**HOW TO COMPLETE THIS TASK:**
Collect all lines containing the word "Previously" from the data.

**SUPPLIED RECORDS:**
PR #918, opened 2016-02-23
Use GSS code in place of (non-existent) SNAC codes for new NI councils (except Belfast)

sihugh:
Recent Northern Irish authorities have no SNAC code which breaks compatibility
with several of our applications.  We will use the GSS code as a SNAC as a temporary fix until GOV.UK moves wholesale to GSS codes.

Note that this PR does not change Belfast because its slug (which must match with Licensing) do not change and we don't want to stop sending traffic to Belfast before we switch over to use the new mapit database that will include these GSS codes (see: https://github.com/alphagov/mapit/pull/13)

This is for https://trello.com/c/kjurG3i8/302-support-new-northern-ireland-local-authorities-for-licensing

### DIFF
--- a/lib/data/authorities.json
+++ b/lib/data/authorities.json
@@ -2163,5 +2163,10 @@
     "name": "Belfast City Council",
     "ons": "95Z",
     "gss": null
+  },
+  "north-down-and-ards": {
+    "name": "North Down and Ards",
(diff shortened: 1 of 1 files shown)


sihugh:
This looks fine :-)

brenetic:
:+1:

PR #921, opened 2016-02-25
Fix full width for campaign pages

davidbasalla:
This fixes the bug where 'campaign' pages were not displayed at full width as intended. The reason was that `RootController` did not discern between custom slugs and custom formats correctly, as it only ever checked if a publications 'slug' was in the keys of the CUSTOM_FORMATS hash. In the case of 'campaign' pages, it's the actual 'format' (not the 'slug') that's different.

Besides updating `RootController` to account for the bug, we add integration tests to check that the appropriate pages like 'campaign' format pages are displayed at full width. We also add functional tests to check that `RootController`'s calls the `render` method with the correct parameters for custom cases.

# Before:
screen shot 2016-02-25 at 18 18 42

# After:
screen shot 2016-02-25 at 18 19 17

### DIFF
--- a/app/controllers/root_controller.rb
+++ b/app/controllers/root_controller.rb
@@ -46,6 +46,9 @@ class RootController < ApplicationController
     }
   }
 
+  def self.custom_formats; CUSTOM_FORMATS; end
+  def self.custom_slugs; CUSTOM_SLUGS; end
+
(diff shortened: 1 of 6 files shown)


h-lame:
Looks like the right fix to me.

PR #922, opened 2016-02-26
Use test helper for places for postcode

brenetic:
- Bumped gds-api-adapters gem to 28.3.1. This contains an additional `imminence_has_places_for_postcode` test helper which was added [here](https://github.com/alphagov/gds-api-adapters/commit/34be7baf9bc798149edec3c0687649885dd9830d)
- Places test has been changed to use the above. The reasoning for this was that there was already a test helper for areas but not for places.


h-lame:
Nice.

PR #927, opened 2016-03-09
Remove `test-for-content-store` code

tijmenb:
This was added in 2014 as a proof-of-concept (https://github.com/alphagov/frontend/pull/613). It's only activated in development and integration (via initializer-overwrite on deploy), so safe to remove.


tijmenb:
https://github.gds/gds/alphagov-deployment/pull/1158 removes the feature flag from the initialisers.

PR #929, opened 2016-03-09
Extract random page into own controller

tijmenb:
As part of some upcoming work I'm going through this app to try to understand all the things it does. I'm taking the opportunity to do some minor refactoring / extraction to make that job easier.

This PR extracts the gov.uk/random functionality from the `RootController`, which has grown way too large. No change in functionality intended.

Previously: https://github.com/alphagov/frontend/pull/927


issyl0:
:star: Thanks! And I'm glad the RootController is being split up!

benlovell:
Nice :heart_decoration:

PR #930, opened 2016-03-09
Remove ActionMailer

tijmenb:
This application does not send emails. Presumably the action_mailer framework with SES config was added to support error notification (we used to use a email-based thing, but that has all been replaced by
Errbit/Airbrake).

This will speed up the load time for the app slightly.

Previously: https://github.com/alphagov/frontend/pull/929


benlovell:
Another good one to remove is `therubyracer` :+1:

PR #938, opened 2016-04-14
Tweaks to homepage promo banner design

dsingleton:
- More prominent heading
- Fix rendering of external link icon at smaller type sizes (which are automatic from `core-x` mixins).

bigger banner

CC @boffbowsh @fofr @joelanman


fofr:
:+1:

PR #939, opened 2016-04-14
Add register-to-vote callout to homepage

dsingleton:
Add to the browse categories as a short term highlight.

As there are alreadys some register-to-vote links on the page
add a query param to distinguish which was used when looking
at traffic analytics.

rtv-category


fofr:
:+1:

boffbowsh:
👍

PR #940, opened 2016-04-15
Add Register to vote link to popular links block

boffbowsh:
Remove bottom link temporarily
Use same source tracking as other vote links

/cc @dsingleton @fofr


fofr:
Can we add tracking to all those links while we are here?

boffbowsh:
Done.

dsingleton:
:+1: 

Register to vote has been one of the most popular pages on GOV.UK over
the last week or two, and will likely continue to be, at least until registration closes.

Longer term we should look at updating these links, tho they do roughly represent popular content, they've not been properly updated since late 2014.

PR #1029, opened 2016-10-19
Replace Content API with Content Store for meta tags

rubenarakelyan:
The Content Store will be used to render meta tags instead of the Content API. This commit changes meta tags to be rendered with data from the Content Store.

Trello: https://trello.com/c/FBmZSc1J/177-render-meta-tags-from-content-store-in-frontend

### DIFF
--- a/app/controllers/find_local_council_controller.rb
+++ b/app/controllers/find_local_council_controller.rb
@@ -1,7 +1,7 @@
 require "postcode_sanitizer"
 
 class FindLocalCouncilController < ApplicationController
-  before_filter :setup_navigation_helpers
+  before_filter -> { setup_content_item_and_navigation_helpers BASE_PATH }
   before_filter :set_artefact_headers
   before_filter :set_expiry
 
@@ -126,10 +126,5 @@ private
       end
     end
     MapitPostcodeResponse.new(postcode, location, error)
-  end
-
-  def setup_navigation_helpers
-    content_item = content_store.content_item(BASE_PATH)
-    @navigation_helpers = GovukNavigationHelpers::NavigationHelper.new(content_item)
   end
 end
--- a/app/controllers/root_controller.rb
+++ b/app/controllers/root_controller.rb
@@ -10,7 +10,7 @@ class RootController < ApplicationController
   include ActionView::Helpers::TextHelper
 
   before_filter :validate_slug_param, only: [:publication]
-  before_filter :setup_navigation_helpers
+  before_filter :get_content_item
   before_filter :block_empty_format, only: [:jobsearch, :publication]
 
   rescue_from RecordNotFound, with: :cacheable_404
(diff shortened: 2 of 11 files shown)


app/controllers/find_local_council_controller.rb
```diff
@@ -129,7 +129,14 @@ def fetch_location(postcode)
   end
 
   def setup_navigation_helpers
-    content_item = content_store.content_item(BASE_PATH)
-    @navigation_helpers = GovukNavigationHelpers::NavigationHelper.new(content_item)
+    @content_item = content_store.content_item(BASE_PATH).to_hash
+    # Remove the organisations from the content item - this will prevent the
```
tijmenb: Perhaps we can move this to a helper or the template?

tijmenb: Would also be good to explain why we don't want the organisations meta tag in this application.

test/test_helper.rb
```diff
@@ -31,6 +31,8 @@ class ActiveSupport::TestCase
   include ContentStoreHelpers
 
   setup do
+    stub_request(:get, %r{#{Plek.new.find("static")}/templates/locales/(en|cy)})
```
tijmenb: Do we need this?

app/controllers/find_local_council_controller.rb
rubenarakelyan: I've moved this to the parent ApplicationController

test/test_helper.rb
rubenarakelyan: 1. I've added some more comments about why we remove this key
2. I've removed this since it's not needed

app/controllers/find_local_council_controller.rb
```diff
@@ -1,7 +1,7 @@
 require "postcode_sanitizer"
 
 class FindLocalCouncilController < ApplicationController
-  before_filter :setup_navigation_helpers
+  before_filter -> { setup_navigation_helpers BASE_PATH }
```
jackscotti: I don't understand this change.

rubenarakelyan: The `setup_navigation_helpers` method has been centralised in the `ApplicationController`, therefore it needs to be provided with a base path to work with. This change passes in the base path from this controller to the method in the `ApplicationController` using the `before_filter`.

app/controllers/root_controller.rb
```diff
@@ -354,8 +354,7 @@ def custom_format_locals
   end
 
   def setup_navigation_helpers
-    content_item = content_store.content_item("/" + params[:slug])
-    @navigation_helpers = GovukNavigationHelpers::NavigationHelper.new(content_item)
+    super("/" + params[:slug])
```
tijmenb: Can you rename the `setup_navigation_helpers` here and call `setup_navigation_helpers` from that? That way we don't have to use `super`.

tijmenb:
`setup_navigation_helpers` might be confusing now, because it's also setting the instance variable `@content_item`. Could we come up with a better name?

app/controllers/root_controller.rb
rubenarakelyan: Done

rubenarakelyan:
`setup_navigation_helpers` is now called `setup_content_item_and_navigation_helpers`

**RESULT OF THE EXERCISE:**
Previously: https://github.com/alphagov/frontend/pull/927
Previously: https://github.com/alphagov/frontend/pull/929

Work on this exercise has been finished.